Variable Requirement Why
GATEWAY_URL Can use local IP Tailscale subnet routing handles it
ORCHESTRATOR_IP MUST be Tailscale IP Avoids NAT masquerade issue
UPLOAD_HOST MUST be Tailscale IP For binary uploads
REPORT_IP MUST be drone's Tailscale IP So orchestrator can reach it for SSH

The REPORT_IP is the critical one. That's what the orchestrator uses for SSH commands. Get it wrong, and you reboot the wrong server.
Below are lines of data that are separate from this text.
Issue #3321, opened 2025-07-20
Add an option to override the `BuildName`


BarelElbaz:
### Description

The assumption that the contextPath / dockerfile paths should be the docker build name is not always true.

In some rare cases we have generic dockerfiles with wide context so their context folder means nothing (it's called `src` or `software`)

jsternberg:
Can you give an example of what you mean? Like a command that you run with a dockerfile, what it does, and then what you would want it to do? Are you referring to the build history?

crazy-max:
@jsternberg I think he's referring to the Builds view in Docker Desktop: https://docs.docker.com/desktop/use-desktop/builds/

<img width="818" height="707" alt="Image" src="https://github.com/user-attachments/assets/c0d1dbee-ab5a-48dc-b6d2-4d111150096a" />

tonistiigi:
@crazy-max I think we can define a build-arg that is picked up for the name.

BarelElbaz:
That's exactly what I meant! Thank you very much for this.

PR #3330, opened 2025-07-22
history: use built-in build-arg to override the build name

crazy-max:
fixes https://github.com/docker/buildx/issues/3321


crazy-max:
Needs docs follow-up in https://github.com/moby/buildkit/blob/master/frontend/dockerfile/docs/reference.md#buildkit-built-in-build-args

PR #3334, opened 2025-07-23
bump compose-go to v2.8.0

glours:
This release add the support of `sbom` and `provenance` attributes
Added tests checking correct parsing of attestations

### DIFF
--- a/go.mod
+++ b/go.mod
@@ -6,7 +6,7 @@ require (
 	github.com/Masterminds/semver/v3 v3.4.0
 	github.com/Microsoft/go-winio v0.6.2
 	github.com/aws/aws-sdk-go-v2/config v1.27.27
-	github.com/compose-spec/compose-go/v2 v2.7.2-0.20250703132301-891fce532a51 // main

Tailscale IPs Reference (Build Swarm)

Host Local IP Tailscale IP Role
Alpha-Centauri 10.42.0.199 100.64.0.88 Gateway
Izar-Orchestrator 10.42.0.201 100.64.0.18 Orchestrator
drone-Izar 10.42.0.203 100.64.0.126 Drone
drone-Tarn 192.168.20.196 100.64.0.91 Drone
drone-Tau-Beta 10.42.0.194 100.64.0.125 Drone
drone-Meridian 192.168.20.77 100.64.0.110 Drone

Prevention

  1. Protected hosts list: IPs that should never receive reboot commands
  2. Enable services on boot: Don't rely on manual starts after reboot
  3. Document Tailscale mappings: Keep a reference of which IP is which
  4. Remove debug blocks: Temporary workarounds shouldn't be permanent

Lessons Learned

  1. NAT masquerade hides real IPs — if your distributed system uses IP addresses for identity, NAT will betray you
  2. REPORT_IP is critical — the IP a node reports should be reachable for management commands
  3. Auto-reboot features need the right target — make absolutely sure it's rebooting the right server
  4. Past Me leaves landmines — that "temporary block" was five days old and I forgot it existed
  5. Clean shutdowns have a cause — if there's no crash, something initiated the shutdown. Check auth logs

The swarm is back to 58 cores. The gateway stopped getting randomly rebooted. And I added a protected hosts list so this can never happen again.